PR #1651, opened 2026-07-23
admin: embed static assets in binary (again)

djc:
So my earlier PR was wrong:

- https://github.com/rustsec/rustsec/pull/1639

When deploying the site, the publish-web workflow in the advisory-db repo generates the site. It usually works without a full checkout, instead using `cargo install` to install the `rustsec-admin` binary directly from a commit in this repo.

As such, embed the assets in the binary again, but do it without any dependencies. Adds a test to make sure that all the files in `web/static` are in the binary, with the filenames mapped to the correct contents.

= = =

About this task »
Go through the material above and set each line down verbatim.

Response box »
PR #1651, opened 2026-07-23
admin: embed static assets in binary (again)

djc:
So my earlier PR was wrong:

- https://github.com/rustsec/rustsec/pull/1639

When deploying the site, the publish-web workflow in the advisory-db repo generates the site. It usually works without a full checkout, instead using `cargo install` to install the `rustsec-admin` binary directly from a commit in this repo.

As such, embed the assets in the binary again, but do it without any dependencies. Adds a test to make sure that all the files in `web/static` are in the binary, with the filenames mapped to the correct contents.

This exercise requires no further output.